### Assignment
Transcribe every entry word for word.

### Provided data
PR #233, opened 2018-08-14
[10.0] report_xlsx new api

luc-demeyer:
as promised to @pedrobaeza  in https://github.com/OCA/reporting-engine/pull/204:
PR with support for new api.

### DIFF
--- a/report_xlsx/report/report_xlsx.py
+++ b/report_xlsx/report/report_xlsx.py
@@ -5,7 +5,7 @@
 from cStringIO import StringIO
 
 from odoo.report.report_sxw import report_sxw
-from odoo.api import Environment
+from odoo import api
 
 import logging
 _logger = logging.getLogger(__name__)
@@ -18,8 +18,9 @@ except ImportError:
 
 class ReportXlsx(report_sxw):
 
+    @api.cr_uid_ids_context
     def create(self, cr, uid, ids, data, context=None):
-        self.env = Environment(cr, uid, context)
+        self.env = api.Environment(cr, uid, context)
         report_obj = self.env['ir.actions.report.xml']
         report = report_obj.search([('report_name', '=', self.name[7:])])
         if report.ids:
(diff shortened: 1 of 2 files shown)


report_xlsx/report/report_xlsx.py
```diff
@@ -18,8 +18,9 @@
 
 class ReportXlsx(report_sxw):
 
+    @api.cr_uid_ids_context
     def create(self, cr, uid, ids, data, context=None):
```
pedrobaeza, line 22: Why don't we directly put this `create` in new API format?

luc-demeyer: in that case it fails because of the following call in standard addons:
> /opt/odoo/odoo/oc/odoo/addons/base/ir/ir_actions.py(234)render_report()
-> return report.create(self._cr, self._uid, res_ids, data, context=self._context)

pedrobaeza: But then the problem is on that line, not here. It's an incorrect removal of old API. A PR in Odoo for fixing it for sure will be accepted.

sbidoul: Just a question: report_xslx is working fine in v10 as it is now, why do we need to change anything?

pedrobaeza: Old API support was removed in v10, so it's logical to switch this properly for avoiding side effects.

luc-demeyer: I am not sure if Odoo will accept such a PR since technically everything works fine and the focus from Odoo is already on V12.
With this PR this create call can be called from old and new API hence we bypass the issue without touching the code from Odoo. I have done a couple of tests on a number of reports and didn't find any issue when adding the  '@api.cr_uid_ids_context' decorator.
But as stephan says: we can also decide not to change anything and hence close this PR without merge since report_xlsx and report_xlsx_helper work fine since they both use the old API.

pedrobaeza: OK, I let @sbidoul to decide.

sbidoul: Since the create method is declared without decorator in the base class, I think it's safer to keep it as is. So I suggest to close this PR.

pedrobaeza: OK, let's close it.

PR #234, opened 2018-08-15
[8.0][ADD] report_xlsx_helper

luc-demeyer:
backport of 10.0 report_xlsx_helper module


luc-demeyer:
@astirpe : can you review (I fixed a couple of flake8/pylint issues in your modules to greenify this PR).

report_xlsx_helper/README.rst
```diff
@@ -0,0 +1,89 @@
+.. image:: https://img.shields.io/badge/license-AGPL--3-blue.png
+   :target: https://www.gnu.org/licenses/agpl
+   :alt: License: AGPL-3
+
+===========================
+Excel report engine helpers
```
pankk, line 6: Rename helpers to helper

report_xlsx_helper/__openerp__.py
```diff
@@ -0,0 +1,18 @@
+# -*- coding: utf-8 -*-
+# Copyright 2009-2018 Noviat.
+# License AGPL-3.0 or later (http://www.gnu.org/licenses/agpl).
+
+{
+    'name': 'Report xlsx helpers',
```
pankk, line 6: Rename helpers to helper

pankk (changes requested):

pankk (approved):
Successful functional test with six custom xlsx reports using this helper.

report_xlsx_helper/__openerp__.py
luc-demeyer: This module add a set tools to facilitate the creation of XLSX files, hence I think 'helpers' in the README is more appropriate.

pankk: Ok, I didn't think of it that way. I began to think of it as a "helper module". I think usually such a module would be named in plural form anyway, but the singular convention is a good measure for headache avoidance. But I now agree that the description should use the plural form to be accurate.

PR #235, opened 2018-08-16
[11.0][MIG] report_qweb_pdf_watermark

schout-it:
Migration of watermark module

pypdf does not work in python3 so hard requirement for pypdf2

Maybe someone can take a look at doing this with html/css (not my strong suite),
would probably be faster then this implementation.


pedrobaeza:
Please preserve commit history following technical method explained in https://github.com/OCA/maintainer-tools/wiki/Migration-to-version-11.0

schout-it:
second pull request send which preserves the commit history,
would have become a mess if I'd used this one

### Final answer
PR #233, opened 2018-08-14
[10.0] report_xlsx new api

luc-demeyer:
as promised to @pedrobaeza  in https://github.com/OCA/reporting-engine/pull/204:
PR with support for new api.

### DIFF
--- a/report_xlsx/report/report_xlsx.py
+++ b/report_xlsx/report/report_xlsx.py
@@ -5,7 +5,7 @@
 from cStringIO import StringIO
 
 from odoo.report.report_sxw import report_sxw
-from odoo.api import Environment
+from odoo import api
 
 import logging
 _logger = logging.getLogger(__name__)
@@ -18,8 +18,9 @@ except ImportError:
 
 class ReportXlsx(report_sxw):
 
+    @api.cr_uid_ids_context
     def create(self, cr, uid, ids, data, context=None):
-        self.env = Environment(cr, uid, context)
+        self.env = api.Environment(cr, uid, context)
         report_obj = self.env['ir.actions.report.xml']
         report = report_obj.search([('report_name', '=', self.name[7:])])
         if report.ids:
(diff shortened: 1 of 2 files shown)


report_xlsx/report/report_xlsx.py
```diff
@@ -18,8 +18,9 @@
 
 class ReportXlsx(report_sxw):
 
+    @api.cr_uid_ids_context
     def create(self, cr, uid, ids, data, context=None):
```
pedrobaeza, line 22: Why don't we directly put this `create` in new API format?

luc-demeyer: in that case it fails because of the following call in standard addons:
> /opt/odoo/odoo/oc/odoo/addons/base/ir/ir_actions.py(234)render_report()
-> return report.create(self._cr, self._uid, res_ids, data, context=self._context)

pedrobaeza: But then the problem is on that line, not here. It's an incorrect removal of old API. A PR in Odoo for fixing it for sure will be accepted.

sbidoul: Just a question: report_xslx is working fine in v10 as it is now, why do we need to change anything?

pedrobaeza: Old API support was removed in v10, so it's logical to switch this properly for avoiding side effects.

luc-demeyer: I am not sure if Odoo will accept such a PR since technically everything works fine and the focus from Odoo is already on V12.
With this PR this create call can be called from old and new API hence we bypass the issue without touching the code from Odoo. I have done a couple of tests on a number of reports and didn't find any issue when adding the  '@api.cr_uid_ids_context' decorator.
But as stephan says: we can also decide not to change anything and hence close this PR without merge since report_xlsx and report_xlsx_helper work fine since they both use the old API.

pedrobaeza: OK, I let @sbidoul to decide.

sbidoul: Since the create method is declared without decorator in the base class, I think it's safer to keep it as is. So I suggest to close this PR.

pedrobaeza: OK, let's close it.

PR #234, opened 2018-08-15
[8.0][ADD] report_xlsx_helper

luc-demeyer:
backport of 10.0 report_xlsx_helper module


luc-demeyer:
@astirpe : can you review (I fixed a couple of flake8/pylint issues in your modules to greenify this PR).

report_xlsx_helper/README.rst
```diff
@@ -0,0 +1,89 @@
+.. image:: https://img.shields.io/badge/license-AGPL--3-blue.png
+   :target: https://www.gnu.org/licenses/agpl
+   :alt: License: AGPL-3
+
+===========================
+Excel report engine helpers
```
pankk, line 6: Rename helpers to helper

report_xlsx_helper/__openerp__.py
```diff
@@ -0,0 +1,18 @@
+# -*- coding: utf-8 -*-
+# Copyright 2009-2018 Noviat.
+# License AGPL-3.0 or later (http://www.gnu.org/licenses/agpl).
+
+{
+    'name': 'Report xlsx helpers',
```
pankk, line 6: Rename helpers to helper

pankk (changes requested):

pankk (approved):
Successful functional test with six custom xlsx reports using this helper.

report_xlsx_helper/__openerp__.py
luc-demeyer: This module add a set tools to facilitate the creation of XLSX files, hence I think 'helpers' in the README is more appropriate.

pankk: Ok, I didn't think of it that way. I began to think of it as a "helper module". I think usually such a module would be named in plural form anyway, but the singular convention is a good measure for headache avoidance. But I now agree that the description should use the plural form to be accurate.

PR #235, opened 2018-08-16
[11.0][MIG] report_qweb_pdf_watermark

schout-it:
Migration of watermark module

pypdf does not work in python3 so hard requirement for pypdf2

Maybe someone can take a look at doing this with html/css (not my strong suite),
would probably be faster then this implementation.


pedrobaeza:
Please preserve commit history following technical method explained in https://github.com/OCA/maintainer-tools/wiki/Migration-to-version-11.0

schout-it:
second pull request send which preserves the commit history,
would have become a mess if I'd used this one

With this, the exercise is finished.